- Work item
Whenever a line in the entries below contains the string "typename", copy that line.

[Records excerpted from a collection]
PR #2667, opened 2018-07-30
Add C++ support to kernel; use it to reduce code duplication in permutat.c, objfgelm.c and others

fingolfin:
This is an incomplete proof of concept (POC) to show how using C++ code could be used to simplify some kernel code. For now, my main goal is to reduce code duplication, which is why I started with `permutat.c`. This modest PR already removes about a thousand lines of code.

It was mentioned that not everybody who works (or wants to work) on the kernel is fluent in C++. Thus we should be careful about which features we use, and avoid overly complicated or intransparent / "magical" code, and add sufficient comments. Consider this PR as a first opportunity to get an idea of what the result of such a conversion to C++ code might look like, and please point out anything you don't understand, dislike (or like), etc.

Some things which still need to be done (assuming this PR gets a green light):
* [x] Ensure this PR passes the GAP test suite.
* [x] Require C++ compiler in `configure`, and abort (with a helpful message) if none is found.
* [x] Update the README and other documentation to mention that a C++ compilers is required
* [ ] Optional: teach `gac` to compile `.cc` files
* [x] Decide which C++ standard to allow (and enable, via compiler flags): for now, I restricted myself to C++98; but we could use C++11, which was added in GCC 4.8.1, which is e.g. available in Ubunutu 14.04 LTS (and thus also on Travis)
* [ ] document which subset of C++ we allow for now? E.g. we likely want to avoid the C++ runtime (so no exceptions, no standard C++ library, no RTTI, no global constructors, ...?). I guess in the end, we can just forbid some things, explicitly allow some others, and for the rest, rely on PR reviews to determine what we want and what not
* [ ] ...

Other places that could benefit from a similar use of C++ templates:
* more functions in `permutat.cc` could actually be treated, the remaining ones each simply require a bit more work than the ones I already converted, so I didn't want to spend that effort for a proof of concept
* `pperm.c`: very similar to `permutat.c`
* `trans.c`: very similar to `permutat.c`
* `objccoll-impl.h` and `objscoll-impl.h` implement "poor man's template's" by abusing the C preprocessor, and are included multiple times by `objscoll.c` for that
* similarly, `sortbase.h` is included multiple times by `listfunc.c`
* `objfgelm.c`: contains 8, 16 and 32 bit variants of many functions, e.g.: `Func8Bits_ExponentSums3`, `Func16Bits_ExponentSums3`, `Func32Bits_ExponentSums3`
* `objpcgel.c`: contains 8, 16 and 32 bit variants of many functions


src/permutat.cc
```diff
@@ -67,6 +69,36 @@
...
+{
+    return (T *)(ADDR_OBJ(perm) + 1);
+}
+
+template<typename T> static inline const T * CONST_ADDR_PERM(Obj perm)
+{
+    return (const T *)(CONST_ADDR_OBJ(perm) + 1);
+}
+
+template<typename TL, typename TR> struct ResultType { typedef UInt4 type; };
```
ChrisJefferson: Very low-level comment, might want to give this another name before merging because I imagine we'll have other similar types. However, the same thing can be used for perms, trans and pperms.. not sure of a good name.

src/permutat.cc
```diff
@@ -67,6 +69,36 @@
 #include "sysfiles.h"
 #include "trans.h"
 
+}
+
+template<typename T> static inline UInt SIZEBAG_PERM(UInt deg)
+{
+    return sizeof(Obj) + deg * sizeof(T);
+}
+
```
ChrisJefferson: Might be nice to have some kind of `CHECK_PERM_TYPE<T>(Obj)` function, that could be used with GAP_ASSERT to check if `T` is the right kind of type to access `Obj` Something like (sorry, not checked with compiler)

- Response for this exercise
+template<typename T> static inline const T * CONST_ADDR_PERM(Obj perm)
+template<typename TL, typename TR> struct ResultType { typedef UInt4 type; };
+template<typename T> static inline UInt SIZEBAG_PERM(UInt deg)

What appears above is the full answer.